It's hard for me to understand why I don't hear more voices from within the pro-Palestine movement that are speaking out against that, because that not only endangers Jews and Jewish lives, but that endangers also the quest for Palestinian liberation. It does not make Palestinians more free when there's real anti-Semitism in that movement.
And I have always felt and will continue to believe that there is no liberation that's not a shared liberation. That we cannot have a people be free while other people remain oppressed. And this is, this is why I believe we have to actually be really looking out for and protecting one another and making sure that, especially in moments of great vulnerability, that we're very cognizant of the dynamic… of the dynamics of our movement so that we can constantly reaffirm [00:10:00] human dignity and the need for all of us to journey toward liberation together. Amen.
Lisa Sharon Harper: And that gets me to your book. How's that for a segue? I mean, it's, it's actually, let me just say, I mean, I really do say amen to that because I think what I hear you saying is I hear you being very, very clear about what we need to condemn as actions that are unjust against the image of God on earth.
And… but not the image of God, the image of God, the inherent human dignity that lies within every single human being on earth needs to be protected in all, in order to protect all. Is that what I hear you saying?
Rabbi Sharon Brous: Yeah, that, that's absolutely right. And I think one of the ways that racism works in general, and one of the ways that anti-Semitism works is that any individual is held responsible for… that all individuals of [00:11:00] this particular group are held responsible for any action of any individual who's also part of that group.
Lisa Sharon Harper: That's right.
Rabbi Sharon Brous: I recognize that as a trope of, you know, of the way that racism functions in a society. And so holding a college student at Cornell responsible for the behavior of Israel's hardline ultra nationalist messianic government because that student is Jewish is racism.
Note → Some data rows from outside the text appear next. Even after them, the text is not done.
PR #16, opened 2017-11-14
schema.rb: fix detection of default int values

flavio:
Some of postgresql's default regexps used by activerecord are not going to work with cockroachdb, leaving the default values out of the `schema.rb` file.

### DIFF
--- a/lib/active_record/connection_adapters/cockroachdb_adapter.rb
+++ b/lib/active_record/connection_adapters/cockroachdb_adapter.rb
@@ -145,4 +145,29 @@ class ActiveRecord::ConnectionAdapters::CockroachDBAdapter < ActiveRecord::Conne
     63
   end
   alias index_name_length table_alias_length
+
+
+  private
+
+    # Extracts the value from a PostgreSQL column default definition.
+    # Some of postgresql's default regexps are not going to work with cockroachdb,
+    # leaving the default values out of the schema.rb file.
+    def extract_value_from_default(oid, default) # :nodoc:
+      ret = super
+      if ret.nil?
+        puts "CIAO #{default} of #{oid}"
+        ret = case default
+          # Numeric types are identified in a different way by cockroachdb
+          # postgresql adapter only looks for ::bigint, while cockroach
+          # has INT and DECIMAL.
+          when /\A\(?(-?\d+(\.\d*)?)\)?(:::(INT(4,8,16,32,64)?|DECIMAL))?\z/
+            $1
+          else
+            # Anything else is blank, some user type, or some function
+            # and we can't know the value of that, so return nil.
+            nil
+          end
+      end
+      ret
+    end
 end


lib/active_record/connection_adapters/cockroachdb_adapter.rb
```diff
@@ -145,4 +145,26 @@ def table_alias_length
...
+  private
+
+  # Extracts the value from a PostgreSQL column default definition.
+  # Some of postgresql's default regexps are not going to work with cockroachdb,
+  # leaving the default values out of the schema.rb file.
+  def extract_value_from_default(oid, default) # :nodoc:
+    ret = super
+    if ret.nil?
+      ret = case default
+        # Numeric types are identified in a different way by cockroachdb
```
lego: Could you also put an example of a value that would fail before this into the comment? As a reader, it's not clear immediately what this regex is capturing.

(Only after comparing this to the postgres numeric regex, I know the difference here is INT vs. bignum)

lib/active_record/connection_adapters/cockroachdb_adapter.rb
```diff
@@ -145,4 +145,26 @@ def table_alias_length
...
+        when /\A\(?(-?\d+(\.\d*)?)\)?(:::INT)?\z/
```
lego: A few remarks, you might be able to answer them as I have not looked into the details of how this works.
- Is this input string lowercased earlier on? If not, I might suggest adding the lowercase regex modifier here. I assume this because postgres uses `bigint` lower case.
- We also have sized types such as `INT{4,8,16,32,64}` and `DECIMAL`. Do we also want to extract the values from those? Considering this is just considered with extracting values, disregarding the types, I think this is appropriate.

flavio:
@lego: I addressed your concerns. Please take a look at the latest code I pushed.

lib/active_record/connection_adapters/cockroachdb_adapter.rb
```diff
@@ -145,4 +145,29 @@ def table_alias_length
...
+
+  private
+
+    # Extracts the value from a PostgreSQL column default definition.
+    # Some of postgresql's default regexps are not going to work with cockroachdb,
+    # leaving the default values out of the schema.rb file.
+    def extract_value_from_default(oid, default) # :nodoc:
+      ret = super
+      if ret.nil?
+        puts "CIAO #{default} of #{oid}"
```
lego: You left a print here.

lib/active_record/connection_adapters/cockroachdb_adapter.rb
```diff
@@ -145,4 +145,29 @@ def table_alias_length
...
+        ret = case default
+          # Numeric types are identified in a different way by cockroachdb
+          # postgresql adapter only looks for ::bigint, while cockroach
+          # has INT and DECIMAL.
+          when /\A\(?(-?\d+(\.\d*)?)\)?(:::(INT(4,8,16,32,64)?|DECIMAL))?\z/
```
lego: Thank you! 👏 

We also allow the use of `1::INT` (2 colons is a type cast, 3 is a type annotation). Could you change the last colon to `:?` condition for now.

BuonOmo:
I think this has now been handled differently. @rafiss I vote for closing.

PR #17, opened 2017-11-17
Disable some unsupported features

flavio:
Prevent AR from using features that are not yet supported by cockroachdb.


lego:
@flavio do know what disabling these will change in ActiveRecord? I'm just wondering in order to keep a record and know how it may impact others.

The referential integrity one is more straightforward. Disabling savepoints I would maybe expect some different behavior for transactions. I'll look into them if you aren't sure.

BuonOmo:
This is now outdated, thanks for contribuing!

Lisa Sharon Harper: That's right.
Rabbi Sharon Brous: I mean that is, that's antisemitic. And so that's not pro-Palestine, and that's not even anti-Israel. That's anti-Semitic. And so I think we have to get clear on what's actually happening in these spaces. And so calling for justice for Palestinians is an essential human call that I have been sounding as loudly and powerfully as I can from my pulpit for, you know, for two decades and that is a just call and getting… [00:12:00] confusing that just call with a kind of toxic anti semitism only endangers the call it doesn't just endanger me and my family, which I am concerned about our safety here in this place now. But it also endangers the critical work that needs to happen in the days ahead in order for that just society to be built.
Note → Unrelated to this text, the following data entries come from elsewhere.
PR #31, opened 2018-09-25
Leverage semantic versioning.

cabello:
Given that the latest version is 0.2.3 suggest pinning version to allow bugfixes.


jordanlewis:
Thanks!!

PR #32, opened 2019-03-14
gemspec: Remove pg pinning

tonobo:
It isn't necessary to pin this gem anymore. The related commit
29175527605d58fd7f84b6cc2beb5096be0256ba from before already switches to
the new constant layout.


sandstrom:
@tonobo Seems to be solved already, maybe this can be closed?

https://github.com/cockroachdb/activerecord-cockroachdb-adapter/blob/master/activerecord-cockroachdb-adapter.gemspec#L21

BuonOmo:
@rafiss it is indeed already taken care of. Could you close this PR?

PR #35, opened 2019-07-18
add Jets support

flippakitten:


jordanlewis:
What is Jets?

flippakitten:
@jordanlewis 
> What is Jets?

Ruby on Jets.
https://rubyonjets.com/
Basically it's Rails but runs in AWS Lambda's

I was contemplating a completely separate gem but as `Jets` uses active-record, it seems like a better option to include it in here.

BuonOmo:
@flippakitten are you still up to being champion for this PR?

If yes, I have a few questions.

Is it still worth it, as there are [rails support options](https://rubyonjets.com/docs/rails-support/) in jets?

I feel like this is not ok: we are basically loading the tasks every time. But in rails it is only done on task loading. There is a `Railtie` hook. I found a [`#rake_tasks`](https://rubydoc.info/gems/jets/Jets/Commands/RakeCommand#rake_tasks-class_method) method in jets, but not sure it works the same way.

Looking on [sourcegraph](https://sourcegraph.com/search?q=context:global+defined%3F%28Jets&patternType=standard&case=yes&sm=1&groupBy=repo), I think a railtie equivalent in jets is a turbine.

Anyway, there is a bit more investigation/work to do for this integration. Are you up to the task?

Otherwise I'd be in favor of closing as the output of sourcegraph has shown very few repos supporting jets, I don't think we should invest that much time in it!

<details>

also trains are better than jets <3

</details>

BuonOmo:
@flippakitten are you still up to being champion for this PR?

If yes, I have a few questions.

Is it still worth it, as there are [rails support options](https://rubyonjets.com/docs/rails-support/) in jets?

I feel like this is not ok: we are basically loading the tasks every time. But in rails it is only done on task loading. There is a `Railtie` hook. I found a [`#rake_tasks`](https://rubydoc.info/gems/jets/Jets/Commands/RakeCommand#rake_tasks-class_method) method in jets, but not sure it works the same way.

Looking on [sourcegraph](https://sourcegraph.com/search?q=context:global+defined%3F%28Jets&patternType=standard&case=yes&sm=1&groupBy=repo), I think a railtie equivalent in jets is a turbine.

Anyway, there is a bit more investigation/work to do for this integration. Are you up to the task?

Otherwise I'd be in favor of closing as the output of sourcegraph has shown very few repos supporting jets, I don't think we should invest that much time in it!

<details>

also trains are better than jets <3

</details>

PR #38, opened 2020-03-12
Run ActiveRecord tests from source instead of a fork

alimi:
Before this change, the ActiveRecord test suite was being run from a forked and modified version of Rails. This has worked well, but it's hard to maintain long term. As Rails changes, it'll get harder and harder to update the forked copy of Rails.

In this PR, I borrowed the [setup used by the ActiveRecord SQL Server Adapter](https://github.com/rails-sqlserver/activerecord-sqlserver-adapter/blob/0a0ee519a423ac9a6a142834616a8e1a8252c7e7/RUNNING_UNIT_TESTS.md). Now we'll be able to run the ActiveRecord test suite against the Rails version specified by the adapter (currently Rails 5.2) by running `bundle exec rake test`. We'll also have the option to run against a local copy of Rails with `RAILS_SOURCE="path/to/local_copy" bundle exec rake test`. This will come in handy when debugging/prototyping. Finally, we can run specific ActiveRecord tests with `TEST_FILES_AR="path/to/test.rb,path/to/another_test.rb" bundle exec rake test`.

I updated the docs with this new setup and removed the Rails git submodule.

### DIFF
--- a/Gemfile
+++ b/Gemfile
@@ -1,11 +1,32 @@
+require 'openssl'
 source 'https://rubygems.org'
-
-# gem 'activerecord', git: 'https://github.com/lego/ruby-on-rails.git'
-
-git_source(:github) { |repo| "https://github.com/#{repo}.git" }
-
-# Specify your gem's dependencies in activerecord-cockroachdb-adapter.gemspec
 gemspec
 
-# We need a newish Rake since Active Job sets its test tasks' descriptions.
-gem "rake", ">= 11.1"
+if ENV['RAILS_SOURCE']
+  gemspec path: ENV['RAILS_SOURCE']
+else
+  def get_version_from_gemspec
+    require 'net/http'
+    require 'yaml'
+    spec = eval(File.read('activerecord-cockroachdb-adapter.gemspec'))
+    ver = spec.dependencies.detect{ |d|d.name == 'activerecord' }.requirement.requirements.first.last.version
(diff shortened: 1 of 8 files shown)


Gemfile
```diff
@@ -1,11 +1,39 @@
...
 
-git_source(:github) { |repo| "https://github.com/#{repo}.git" }
+if ENV['RAILS_SOURCE']
+  gemspec path: ENV['RAILS_SOURCE']
+else
+  def get_version_from_gemspec
+    require 'net/http'
+    require 'yaml'
+    spec = eval(File.read('activerecord-cockroachdb-adapter.gemspec'))
+    ver = spec.dependencies.detect{ |d|d.name == 'activerecord' }.requirement.requirements.first.last.version
```
apantel: Can this be done more cleanly?

apantel:
Looks good, just one point to clear up

Gemfile
alimi: Hmm...I'm not sure that it can but lemme give it a try.

alimi: I did a little refactor in https://github.com/cockroachdb/activerecord-cockroachdb-adapter/pull/38/commits/130bff27bde546b4686e9875cf27110ed6b98c80 to make it a little clearer what's going. Getting the version from the gemspec is still a little hairy because that's what the Rubygems API gives us, but the rest of the file should be easier to follow 😄.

Lisa Sharon Harper: I love it. And I love your vision of liberation for all. That's actually really powerful.
And I love hearing it come from your mouth. Thank you for that. I want you to kind of now move with us into your book. I mean, first of all, how did this book come to be? I mean, what's the story behind the making of The Amen Effect? Why now? What was it that inspired you to write this now?
Rabbi Sharon Brous: Well, first, I'll just say that I closed this manuscript over a year ago.
And when I went in to read the audiobook in November of 2023, I was a little bit nervous because the world has changed. And I really, I felt that I wrote the book for a different [00:13:00] era. And as I went into the studio to read, I realized. that the book speaks more to this time than it did to the time I wrote it in.
Lisa Sharon Harper: Wow.
Rabbi Sharon Brous: And so I… and I'll, and I'll explain why. So the central paradigm of the book is a Mishnah, this ancient Jewish text that codified around the year 220 CE. So the Mishnah is a code of law. And this comes from a particular section of that code of law that was dedicated to the architectural layout of the Temple Mount in Jerusalem, and it describes a particular ritual, the ritual of the pilgrimage to Jerusalem when the people used to come.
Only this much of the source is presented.